*What the task requires:*
The answer should be one number, the count of lines in the data with "UIEH".

────────────────

PR #153, opened 2018-06-05
UIEH-424: Unit tests for DELETE in resources endpoint

sduvvuri-ebsco:
## Purpose
Per https://issues.folio.org/browse/UIEH-424, we have to write unit tests for `DELETE /eholdings/resources` endpoint, which we missed earlier.

## Approach
- Write unit tests for the same.

### DIFF
--- a/spec/requests/resources_spec.rb
+++ b/spec/requests/resources_spec.rb
@@ -766,4 +766,52 @@ RSpec.describe 'Resources', type: :request do
       end
     end
   end
+
+  describe 'deleting a resource' do
+    describe 'delete a custom resource associated with custom package successfully' do
+      before do
+        VCR.use_cassette('delete-custom-resource-custom-package') do
+          delete '/eholdings/resources/123355-2845510-17059786',
+                 headers: okapi_headers
+        end
+      end
+
+      it 'gets a 204 No Content response' do
+        expect(response).to have_http_status(204)
+      end
+    end
+
+    describe 'trying to delete a deleted resource results in error' do
+      before do
+        VCR.use_cassette('delete-deleted-custom-resource') do
+          delete '/eholdings/resources/123355-2843714-17059786',
+                 headers: okapi_headers
+        end
+      end
+
+      let!(:json) { Map JSON.parse response.body }
+
+      it 'gets a not found response' do
+        expect(response).to have_http_status(404)
+        expect(json.errors.first.title).to eq 'Title not found'
+      end
+    end
+
+    describe 'trying to delete a resource associated with managed package' do
+      before do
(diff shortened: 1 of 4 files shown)


spec/requests/resources_spec.rb
```diff
@@ -766,4 +766,52 @@
...
+  describe 'deleting a resource' do
+    describe 'delete a custom resource associated with custom package successfully' do
+      before do
+        VCR.use_cassette('delete-custom-resource-custom-package') do
+          delete '/eholdings/resources/123355-2845510-17059786',
+                 headers: okapi_headers
+        end
+      end
+
+      it 'gets a successful response' do
```
sadatay: i would be specific here about the `204 No Content` rather than `success` which hits for anything in the 200 range.  particularly because this is one of only a few places where we return a 204 right?

spec/requests/resources_spec.rb
```diff
@@ -766,4 +766,52 @@
       end
     end
   end
+
+  describe 'deleting a resource' do
+    describe 'delete a custom resource associated with custom package successfully' do
+      before do
+        VCR.use_cassette('delete-custom-resource-custom-package') do
```
sadatay, line 773: i've been trying to figure out a good solution for this lately while hacking on rspec/vcr on the side.

these tests are all sort of dependent on 
a) the state of _real_ records in the system which are subject to mutation by the tests themselves and by devs messing around in the env - specifically the state of those records at the time of recording.  so you may re-record a test and, in the case of this test, you'd get a 404 instead of a 204 since you already deleted that record the first time you recorded the cassette.  

b) the order in which they are run.  i was always taught that an rspec test should be able to run in any order wtihin its context.  in fact you can turn randomized order on in the sepc_helper to test this theory if i'm remembering correctly... 

anyway, a similar block is at the end of packages_spec too and it's been bugging me.  re-recording the whole suite would error without fail in the last few tests, which was full of these dependent tests.  for most of them earlier on where we're just doing GETs we would have to adjust a few numbers to match newer ones or manually select something only to have the test deselect it while VCR "tape is rolling" so to speak.
for updates, we need to be careful.  

we're not cleaning up any artifacts left in our slice of RMAPI, which is awfully bas citizenship and dangerous.  and we're not setting up any kind of initial state before testing against explicit state values.  most people would claim both of those things as successes.  but this "request test" paradigm isn't your average BDD and i think if we're going to do this against the real API for the recordings we'd better throw some hooks around certain (most?) tests that run _only_ for a re-record.

obviously out of scope here, but figured it was worth noting in case you had any ideas

sadatay (approved):

PR #155, opened 2018-06-05
Return pluralized data type

elrickvm:
## Purpose
Return data type that is pluralized as this contains a collection of things and to keep the inflection consistent.

## Approach
 - Change `ProxyType` => `ProxyTypes`

### DIFF
--- a/app/serializable/serializable_proxy_type.rb
+++ b/app/serializable/serializable_proxy_type.rb
@@ -1,7 +1,7 @@
 # frozen_string_literal: true
 
 class SerializableProxyType < SerializableJSONAPIResource
-  type 'proxyType'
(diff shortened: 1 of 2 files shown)


config/routes.rb
```diff
@@ -36,7 +36,7 @@
 
     resources :proxy_types,
               path: 'proxy-types',
-              only: [:index]
+              only: %i[index]
```
sadatay: we should disable this lame rubocop rule.  in what world is this stylistically preferable to the line before it?

sadatay (approved):
lgtm 🚢

config/routes.rb
elrickvm: If it is a single it could be either

PR #157, opened 2018-06-06
Cleanup headers RAML

sduvvuri-ebsco:
## Purpose
I forgot the fact that mod-kb-ebsco is only accessible through Okapi in Folio. So, by the time a request reaches the module, it should have passed mod-auth and mod-permissions, which would have already checked if x-okapi-token, x-okapi-url etc. are present in headers. We need not check for that again.
Also, content-type needs to be application/vnd.api+json only for PUT and POST requests, GETs and DELETEs don't need them. Cleanup headers per aforementioned. 

## Approach
- Cleanup unnecessary header information in RAML.
- Run raml-cop to ensure that its valid RAML.
- Generate HTML locally using raml2html and ensure everything looks as expected.

### DIFF
--- a/ramls/eholdings.raml
+++ b/ramls/eholdings.raml
@@ -97,15 +97,6 @@ types:
   displayName: Packages
   get:
     description: Retrieve a collection of packages
-    headers:
-      X-OKAPI-URL:
-        example: https://sampleurl.io
-      X-OKAPI-TENANT:
-        example: sample tenant
-      X-OKAPI-TOKEN:
-        example: aabbccddee
-      Content-Type: 
-        example: application/vnd.api+json
     queryParameters: 
       q:
         displayName: Search query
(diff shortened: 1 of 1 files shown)


ramls/eholdings.raml
```diff
@@ -228,12 +219,6 @@ types:
   post:
     description: Create a custom package
     headers:
-      X-OKAPI-URL:
-        example: https://sampleurl.io
-      X-OKAPI-TENANT:
-        example: sample tenant
-      X-OKAPI-TOKEN:
-        example: aabbccddee
       Content-Type:
```
keathleydavidj, line 222: I notice that on some of these you leave the `Content-Type:` in where others you remove the whole block. What is the difference?
EDIT: Didn't read the pr description, it is clear why this is.

keathleydavidj (approved):

ramls/eholdings.raml
sduvvuri-ebsco: awesome 👍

────────────────

*Response area:*
2